15 May Hay más Francia que Derrida (y tampoco hay que pedirle permiso)
Hay más Francia que Derrida (y tampoco hay que pedirle permiso)
Isabel del Val
Se ha dicho recientemente que la filosofía del siglo XXI podría ser, con no demasiados problemas, la filosofía española. Que Derrida, Deleuze y Foucault ya se encargaron en la segunda mitad, o más bien en el último tercio del siglo XX de deshacer las necesidades racionalistas de la última marea filosófica, según ellos y el que eso escribía marea francesa, y que, una vez des-racionalistizada la filosofía, para qué quieres más, ¿no se oye, sólo con que llegue a los oídos un trocito de esa palabreja, una guitarra gentil a la luz de una hoguera nocturna, un chirriar de carromatos nómadas cargados de vestidos de topos rojos, unas navajas patilleras de resorte suspicaz dispuestas siempre a asistir a su dueño para eviscerar rivales en el amor? Pues la verdad es que no, pero alguno dice que sí.

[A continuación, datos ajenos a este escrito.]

PR #4083, opened 2025-08-27
DataProduct Catalog Runtime Insertion

Willmac16:
| | |
|:---|:---|
|**_Generative AI was used in this contribution (y/n)_**|  n |

---
## Change Description

Modifies DpCatalog to allow for runtime insertion of data products onto the queue through the DpWriter notifier port

## Rationale

Long running missions with the need for automated file downlink would benefit from simultaneous catalog transmission and construction.

## Progress towards Draft Completion
- [x] Refactor file addition into separate function
- [x] Call into `processFile` from addToCatalog port
- [x] Allow adding to catalog while Transmiting
- [x] Add UT coverage for addToCatalog port
- [x] Fix running the 2 recently enabled UTs back to back
- [x] Fix/Remove that final `DISABLED` unit test
- [x] Round out coverage

## Nice to Haves
- [x] Clean all artifacts run to run
- [x] Catalog Navigation w/o the stack
  * would make auto-balancing easier
  * reduces memory req
  * probably doable w/ a current node + traversal direction (up/down) since I've added the parent link
- [ ] Self balancing (prob AVL or Red-Black)
  * Seems prudent given how carved up the tree will be with simultaneous additions and removals
- [ ] Random Sequence order validation @ the addToCat -> fileOut level

N/A


Svc/DpCatalog/DpCatalog.cpp
```diff
@@ -779,6 +799,13 @@ void DpCatalog ::pingIn_handler(FwIndexType portNum, U32 key) {
     this->pingOut_out(0, key);
 }
 
+void DpCatalog ::addToCat_handler(FwIndexType portNum,
+                                  const Fw::StringBase& fileName,
+                                  FwDpPriorityType priority,
+                                  FwSizeType size) {
+    // TODO
+}
```
Willmac16, line 1054: Since nodes are only added to leaves (& no rebalancing), I should be able to add a node without needing to update any of the `m_current` pointers.

Svc/DpCatalog/DpCatalog.cpp
```diff
@@ -534,6 +455,134 @@ Fw::CmdResponse DpCatalog::fillBinaryTree() {
...
+            // Compare both strings up to location of final slash
+            // memsafe since both are fixed width strings
+            // and loc is before the fixed width
+            if (strncmp(dir_string, fullFile.toChar(), static_cast<FwSizeType>(loc)) == 0) {
+                break;
+            }
+        }
+
+        if (dir == this->m_numDirectories) {
+            this->log_WARNING_HI_DirectoryOpenError(fullFile, Os::FileSystem::Status::OTHER_ERROR);
```
timcanham: Create a new event specifically for this, perhaps something like "Unable to add file {}; directory not managed"

Svc/DpCatalog/DpCatalog.cpp
```diff
@@ -534,6 +455,134 @@ Fw::CmdResponse DpCatalog::fillBinaryTree() {
...
+    if (not insertedOk) {
+        this->log_WARNING_HI_DpInsertError(entry.record);
+        // clean up and return
+        this->resetBinaryTree();
+        this->resetStateFileData();
+        return -1;
+    }
+
+    if (entry.record.get_state() == Fw::DpState::UNTRANSMITTED) {
+        m_pendingFiles++;
```
timcanham: minor: use `this->` to be consistent with existing code.

Svc/DpCatalog/DpCatalog.cpp
```diff
@@ -779,6 +834,47 @@ void DpCatalog ::pingIn_handler(FwIndexType portNum, U32 key) {
...
+    }
+
+    // check that initialization got memory
+    if (0 == this->m_numDpSlots) {
+        this->log_WARNING_HI_NoDpMemory();
+        return;
+    }
+
+    // make sure a downlink is not in progress
+    if (this->m_xmitInProgress) {
```
timcanham: I think we should allow it to be added if the xmit is in progress. The downloads can potentially cover many hourse with a slow link.

Svc/DpCatalog/DpCatalog.cpp
```diff
@@ -779,6 +834,47 @@ void DpCatalog ::pingIn_handler(FwIndexType portNum, U32 key) {
...
+        this->log_WARNING_HI_NotInitialized();
+        return;
+    }
+
+    // check that initialization got memory
+    if (0 == this->m_numDpSlots) {
+        this->log_WARNING_HI_NoDpMemory();
+        return;
+    }
+
```
timcanham, line 1017: We should add a check to see if the catalog has already been loaded. If it hasn't, just drop this call, since the new file will be noticed when the catalog is loaded.

timcanham (changes requested):

timcanham:
Looks good so far!

Svc/DpCatalog/DpCatalog.cpp
Willmac16: Good call. My copy paste of all the guards from `doCatalogBuild` would defeat the goal of these changes

Willmac16:
Do you have a recommendation for a cmake way to clean up the test artifacts consistently regardless of if the test passes?

Svc/DpCatalog/DpCatalog.cpp
```diff
@@ -534,7 +446,148 @@ Fw::CmdResponse DpCatalog::fillBinaryTree() {
...
+    // if all is well, don't need the file any more
+    dpFile.close();
+
+    // give buffer to container instance
+    container.setBuffer(hdrBuff);
+
+    // reset header deserialization in the container
+    Fw::SerializeStatus desStat = container.deserializeHeader();
+    if (desStat != Fw::FW_SERIALIZE_OK) {
+        this->log_WARNING_HI_FileHdrDesError(fullFile, desStat);
```
zimri-leisher, line 531: return 0?

.github/actions/spelling/expect.txt
```diff
@@ -631,6 +631,7 @@ strnlen
 subgrouping
 subhist
 subhistory
+subsecond
 subseconds
```
Willmac16:
```suggestion
```

Willmac16: Bc subsecond globs any instances of subseconds

Fw/Types/StringUtils.cpp
```diff
@@ -73,3 +73,42 @@ FwSignedSizeType Fw::StringUtils::substring_find(const CHAR* source_string,
...
+FwSignedSizeType Fw::StringUtils::substring_find_last(const CHAR* source_string,
+                                                      FwSizeType source_size,
+                                                      const CHAR* sub_string,
+                                                      FwSizeType sub_size) {
+    FW_ASSERT(source_string != nullptr);
+    FW_ASSERT(sub_string != nullptr);
+
+    // zero size sub-strings should always match
+    if ((source_size > 0) && (0 == sub_size)) {
+        return 0;
```
LeStarch: Shouldn't this return `source_size - 1` since this is the last match?

Fw/Types/StringUtils.cpp
```diff
@@ -73,3 +73,42 @@ FwSignedSizeType Fw::StringUtils::substring_find(const CHAR* source_string,
...
+    }
+
+    // Cannot find a substring larger than the source
+    if (source_size < sub_size) {
+        return -1;
+    }
+    // Confirm that the output type can hold the range of valid results
+    FW_ASSERT(static_cast<FwSignedSizeType>(source_size - sub_size) <= std::numeric_limits<FwSignedSizeType>::max());
```
LeStarch: I think this still has a roll-over problem because you cast to `FwSignedSizeType` thus the result by definition will always be less than max.  I recommend:

```
FW_ASSERT(
    (( source_size < std::numeric_limits<FwSignedSizeType>::max()) &&
    ((std::numeric_limits<FwSignedSizeType>::max()) - source_size )> sub_size)
)
```

Fw/Types/StringUtils.cpp
```diff
@@ -73,3 +73,42 @@ FwSignedSizeType Fw::StringUtils::substring_find(const CHAR* source_string,
...
+
+    // Loop from source_size - sub_size to zero (inclusive)
+    for (FwSizeType source_index = (source_size - sub_size + 1); source_index-- > 0;) {
```
LeStarch: Should make this three clauses.  This is difficult to read.

Fw/Types/test/ut/TypesTest.cpp
```diff
@@ -1409,6 +1415,72 @@ TEST(OffNominal, sub_string_substring_zero_size) {
...
+TEST(OffNominal, sub_string_last_source_zero_size) {
+    const char* source_string = "";
+    const char* sub_string_last = "234";
+    ASSERT_EQ(Fw::StringUtils::substring_find_last(source_string, 0, sub_string_last, 3), -1);
+}
+
+TEST(OffNominal, sub_string_last_substring_zero_size) {
+    const char* source_string = "abc123";
+    const char* sub_string_last = "";
+    ASSERT_EQ(Fw::StringUtils::substring_find_last(source_string, 6, sub_string_last, 0), 0);
```
LeStarch: I still contend this should probably be 5 but perhaps it doesn't matter as long as it is well defined.

Svc/DpCatalog/DpCatalog.fpp
```diff
@@ -105,15 +109,15 @@ module Svc {
 
     @ Processing directory
     event ProcessingDirectory (
-                            directory: string size 80 @< The directory 
+                            directory: string size 80 @< The directory
```
LeStarch: At some point these file strings should switch to: `FileNameStringSize` instead of `80`

Svc/DpCatalog/DpCatalog.hpp
```diff
@@ -113,6 +125,40 @@ class DpCatalog final : public DpCatalogComponentBase {
...
+            if (left.record.get_priority() == right.record.get_priority()) {
+                // check time. Older is higher priority
+                if (left.record.get_tSec() == right.record.get_tSec()) {
+                    // check subsecond time. Older is higher priority
+                    if (left.record.get_tSub() == right.record.get_tSub()) {
+                        // check ID. Lower is higher priority
+                        if (left.record.get_id() == right.record.get_id()) {
+                            return 0;
+                        } else {  // if ids are not equal. smaller is higher priority
+                            return left.record.get_id() < right.record.get_id() ? -1 : 1;
```
LeStarch: perfer () around the clauses to ternary.

Svc/DpCatalog/DpCatalog.hpp
```diff
@@ -113,6 +125,40 @@ class DpCatalog final : public DpCatalogComponentBase {
         friend class DpCatalogTester;
         FwIndexType dir;  //!< index to m_directories entry that has directory name where DP exists
         DpRecord record;  //!< data product metadata
+
+        /// @brief insert an entry into the sorted list; if it exists, update the metadata
+        /// @param left an entry to compare
+        /// @param right other entry to compare
+        /// @return -1 if left is higher priority, 0 if equal, and 1 if right is higher priority
+        static int CompareEntries(const DpStateEntry& left, const DpStateEntry& right) {
```
LeStarch: I don't follow why these functions are inlined into the HPP, is there a reason?  Should we move to CPP?

Svc/DpCatalog/DpCatalog.cpp
```diff
@@ -26,10 +26,8 @@ DpCatalog ::DpCatalog(const char* const compName)
       m_dpTree(nullptr),
```
LeStarch, line 27: We should move to the RBT implementation rather than this inline one.  Eventually.

Svc/DpCatalog/DpCatalog.cpp
```diff
@@ -131,12 +125,13 @@ void DpCatalog::resetBinaryTree() {
             this->m_freeListHead[slot - 1].left = &this->m_freeListHead[slot];
         }
     }
-    // set the foot of the free list
-    this->m_freeListFoot = &this->m_freeListHead[this->m_numDpSlots - 1];
+    // set the foot of the free list (one past what we can use)
+    this->m_freeListFoot = &this->m_freeListHead[this->m_numDpSlots];
```
LeStarch: Either we are indexing into an array past it's length or we are wasting some space.  Either way this isn't great.

Svc/DpCatalog/DpCatalog.cpp
```diff
@@ -434,93 +420,19 @@ Fw::CmdResponse DpCatalog::fillBinaryTree() {
...
-            this->getFileState(entry);
-
-            // insert entry into sorted list. if can't insert, quit
-            bool insertedOk = this->insertEntry(entry);
-            if (not insertedOk) {
-                this->log_WARNING_HI_DpInsertError(entry.record);
-                // clean up and return
-                this->resetBinaryTree();
-                this->resetStateFileData();
+            int ret = processFile(fullFile, dir);
```
LeStarch, line 422: I appreciate this.

Svc/DpCatalog/DpCatalog.cpp
```diff
@@ -534,7 +446,148 @@ Fw::CmdResponse DpCatalog::fillBinaryTree() {
...
+
+    // Working buffer for DP headers
+    U8 dpBuff[Fw::DpContainer::MIN_PACKET_SIZE];  // Header buffer
+    Fw::Buffer hdrBuff(dpBuff, sizeof(dpBuff));   // buffer for container header decoding
+    Fw::DpContainer container;                    // container object for extracting header fields
+
+    this->log_ACTIVITY_LO_ProcessingFile(fullFile);
+
+    // Check if file is in one of our directories
+    if (dir >= DP_MAX_DIRECTORIES) {
```
LeStarch: This will loop event when dir==DP_MAX_DIRECTORIES

LeStarch: Which is intended, as this is the case when we need to detect a directory.

Svc/DpCatalog/DpCatalog.cpp
```diff
@@ -534,7 +446,148 @@ Fw::CmdResponse DpCatalog::fillBinaryTree() {
...
+        // Grab the directory string (up until the final slash)
+        // Could be found directly w/ a dirname func or regex
+        FwSignedSizeType loc = Fw::StringUtils::substring_find_last(
```
LeStarch: Break this into a helper function.

LeStarch: Specifically the directory determination chunk.  Just so it is clear: when directory is out of bounds, we run a search function.

LeStarch (changes requested):
I reviewed as much as I am able.  @timcanham I am not familiar enough with this component to be really confident in the changes, so we will need your review too.

Fw/Types/StringUtils.cpp
Willmac16: That does seem like a problem. I'll tweak both `substring_find` and `substring_find_last`

Willmac16: I think technically this new check might assert in certain cases that could still be represented. The only place the signed version is used is at return time, and even there, `source_size` doesn't need to be represented, only `source_size - sub_size`. Since we know that `source_size - sub_size >= 0` I propose doing the old comparison, but in the unsigned range of `FwSizeType`

Fw/Types/StringUtils.cpp
Willmac16: The rationale for the ugly form is to index with the same unsigned type as the string lengths (so strings longer than `FwSignedSizeType` could be used), while stopping after evaluating zero.

Assuming we stick with the `FwSizeType` index, this is the cleanest for loop form that doesn't require separate handling of zero & doesn't infinitely iterate.

Svc/DpCatalog/DpCatalog.hpp
Willmac16: LMK if the parentheses around the condition isn't all you wanted. I believe the operator precedence means the old code is equivalent, but I get that this is more clear.

Svc/DpCatalog/DpCatalog.hpp
Willmac16: There was no good reason. Moving them to cpp

Svc/DpCatalog/DpCatalog.cpp
Willmac16: Its now in a helper function & processFile is always called with a valid directory index

Svc/DpCatalog/DpCatalog.cpp
Willmac16: The existing implementation doesn't actually use the foot. I had assumed that in a worst case the head might == the foot, but one more look revealed that the head will point to nullptr, so I'm removing the foot

Svc/DpCatalog/DpCatalog.cpp
```diff
@@ -81,23 +82,16 @@ void DpCatalog::configure(Fw::FileNameString directories[DP_MAX_DIRECTORIES],
...
-    // end of the free list.
-    //
-    // 4) Place the state file data in memory after the binary tree traverse
-    // stack by indexing the traverse stack to one element past the end of
-    // the traverse tree.
+    // 3) Place the state file data in memory after the binary free list
+    // by indexing the free list to one element past the end of
+    // the free list.
 
     if ((this->m_memSize >= sizeof(DpBtreeNode)) and (this->m_memPtr != nullptr)) {
```
timcanham: I think this is a mistake that goes back to the original - it should have at minimum one slot, not just one `DpTreeNode`, since we also need room for at least one `DpStateFileEntry` to make one slot.

Svc/DpCatalog/DpCatalog.cpp
timcanham: @Willmac16 Where is this checked an dropped?

timcanham (dismissed):
The usage pattern seems correct to me. A few small actions to take.

Fw/Types/StringUtils.cpp
bocchino: After discussion with @LeStarch, we concurred that we should revise this function and also `substring_find` to return a status value (found or not found) and return a separate unsigned index value (via an out parameter). However, we will defer this change to a separate issue, since it requires a change to `substring_find`, which is outside the scope of this PR.

Svc/DpCatalog/DpCatalog.cpp
```diff
@@ -618,27 +702,144 @@ bool DpCatalog::allocateNode(DpBtreeNode*& newNode, const DpStateEntry& newEntry
...
+        // bounded while loop (in case we're linked onto the free list somehow)
+        for (FwSizeType record = 0; record < this->m_numDpSlots && rightmostNode->right != nullptr; record++) {
+            rightmostNode = rightmostNode->right;
+
+            // I really hope these never fire
+            FW_ASSERT(rightmostNode != this->m_freeListHead);
+            FW_ASSERT(rightmostNode != this->m_freeListFoot);
+        }
+
+        // We can stich its left branch onto its parent in its place
```
bocchino:
```suggestion
        // We can stitch its left branch onto its parent in its place
```

Fw/Types/StringUtils.cpp
bocchino: I have an alternative suggestion: Could we write the function body so it produces `FwSizeType` and a status, and then at the end pack the result into `FwSignedSizeType`, using a checked cast? I think the code would be cleaner, and it would be closer to what we eventually want.

bocchino: > Assuming we stick with the FwSizeType index, this is the cleanest for loop form that doesn't require separate handling of zero & doesn't infinitely iterate.

In my opinion, when iterating backwards over a loop with an unsigned index, it's cleaner to iterate forward and subtract:
```
for i in [0, size)
  do_something(size - i - 1)
```

Svc/DpCatalog/DpCatalog.cpp
```diff
@@ -534,7 +444,188 @@ Fw::CmdResponse DpCatalog::fillBinaryTree() {
...
+        return DP_MAX_DIRECTORIES;
+    }
+
+    for (FwSizeType dir = 0; dir < this->m_numDirectories; dir++) {
+        const char* const dir_string = this->m_directories[dir].toChar();
+
+        // Compare both strings up to location of final slash
+        // memory safe since both are fixed width strings
+        // and loc is before the fixed width
+        if (strncmp(dir_string, fullFile.toChar(), static_cast<FwSizeType>(loc)) == 0) {
```
bocchino: We should use `StringUtils` instead of `strncmp` here if possible. If it's not possible, does `StringUtils` need to be updated?

Svc/DpCatalog/DpCatalog.cpp
```diff
@@ -534,7 +444,188 @@ Fw::CmdResponse DpCatalog::fillBinaryTree() {
...
+        this->m_currentNode = addedEntry;
+    }
+
+    return 1;
+}
+
+// ----------------------------------------------------------------------
+// DpStateEntry Comparison Ops
+// ----------------------------------------------------------------------
+int DpCatalog::DpStateEntry::compareEntries(const DpStateEntry& left, const DpStateEntry& right) {
```
bocchino, line 593: I think the comparison code could be simplified. In general, if we are comparing `(a, b, c)` to `(d, e, f)` could we do the following:
```
result = {}
if (a < d) result = -1
else if (a > d) result = 1
else if (b < e) result = -1
...
else result = 0
return result
```
I think this approach would avoid the staircase of `if` statements.

Svc/DpCatalog/DpCatalog.cpp
```diff
@@ -618,27 +702,144 @@ bool DpCatalog::allocateNode(DpBtreeNode*& newNode, const DpStateEntry& newEntry
...
-void DpCatalog::deleteEntry(DpStateEntry& entry) {}
+void DpCatalog::deallocateNode(DpBtreeNode* node) {
+    DpBtreeNode* parent = node->parent;
+
+    // since nodes are deallocated after xmit, left should be gone
+    // However, left node could be added during xmit
+    if (node->left != nullptr) {
+        // To try to only deallocate nodes at fileDone,
+        // finished nodes w/ children are trimmed out
+        // Simple shifts only work with branches that don't branch
```
bocchino: I don't understand this comment. Can it be clarified? What are "simple shifts"? What is being shifted where? What are "branches that don't branch"? That sounds like a riddle.

Svc/DpCatalog/DpCatalog.cpp
```diff
@@ -618,27 +702,144 @@ bool DpCatalog::allocateNode(DpBtreeNode*& newNode, const DpStateEntry& newEntry
...
+
+        // Since we aren't limited to adding just 1 node during file transfer
+        // left might not be a leaf
+        // Instead, find the lowest priority node on the left branch
```
bocchino:
```suggestion
        // Instead, find the highest priority node on the left branch
```
I think we want the rightmost node under the left child. I'm assuming priorities go up from left to right.

bocchino (commented):
Looks good! Please see my comments. Please run code coverage analysis to make sure the unit tests are covering the newly added code.

Svc/DpCatalog/DpCatalog.cpp
Willmac16: substring_find can cover that behavior. With a few lines in a wrapper function we could make something with a more similar api to strncmp, but the current is plenty capable (I just missed that I could use it). or a new function could be made if lexical comparison (not just equality evaluation) is needed.

Svc/DpCatalog/DpCatalog.cpp
Willmac16: It's a bit convoluted. I believe my original comment is actually correct.
Here is my understanding of the priority system:

For all compared fields (i.e. priority, tSec, tSub, id), a lower numerical value is treated as higher priority. To keep with this scheme, my compareEntries function returns a -1 if the first entry passed in is less than the second entry (meaning it is numerically lower and thus higher priority). My comparison operators return numerical rather than priority comparisons (e.g. an entry filled with all zeros is "less than" a node filled with all ones even though it is higher priority). The insertion scheme places higher priority nodes (numerically lesser) on the left branch.

This step is looking to replace the just transmitted (and shortly deallocated) node w/ a node of immediately neighboring priority. Since the left (higher priority) side can only be added to by the addToCat port, there should be fewer nodes to traverse (than the lower priority half of the catalog) making the lowest priority child of the left node the best candidate.

Svc/DpCatalog/DpCatalog.cpp
Willmac16: I'm pretty sure I wrote this comment before I had a solution for deallocating a node w/ more than a single, linear branch on its left side. The purpose of this comment was to point out that I still had a problem to resolve, but a conversation w/ a colleague got me a solution. I'm going to cut this comment and bolster the comment block that immediately follows this. To answer the "riddle":

My goal (that the current code achieves) was to immediately deallocate a node as soon as its file completed transmission; rather than setting a flag and later traversing to clean up. A "simple shift" in my parlance is replacing a node w/ its right descendant by removing the deallocated node & pointing the parent node at the right child. This does not work for a non-linear left branch (aka. a branching left branch) for which the deallocated node's immediate left child has more than one child node.

Svc/DpCatalog/DpCatalog.cpp
Willmac16: I believe I added a check at one point for the dpTree pointer being non-null; however, I later removed that check since nodes could be added after tree completion (and pruning) with the remainActive arg. I'm adding a state file initialization check, since that is the primary thing a runtime added file needs from the catalog build.

Willmac16: I am now using a catalogBuilt flag since you can't guarantee the state file that is loaded will have any items.

Willmac16:
I am finally ready for re-review!

kmk142789 (approved):

LeStarch (approved):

Sucede que no sabemos muy bien qué es eso de «filosofía española», y menos si se sigue proponiendo que tiene que ser forzosamente algo contrario al racionalismo, o más bien algo, se sugiere, irracionalista, que no es lo mismo, como el lector sabe: estamos de Unamunos y compañía un poco hasta el gorro. Y más todavía de que se tome eso como representativo de lo ezpañó, como si una condena divina nos tuviera atados a la roca mientras nos come los hígados la filosofía alemana de hormigonera o la francesa de jitanjáforas, y no hubiera mundo ni tiempo ni espacio entre una y otra para vivir, para trabajar, para pensar y para hacer cosas dignas.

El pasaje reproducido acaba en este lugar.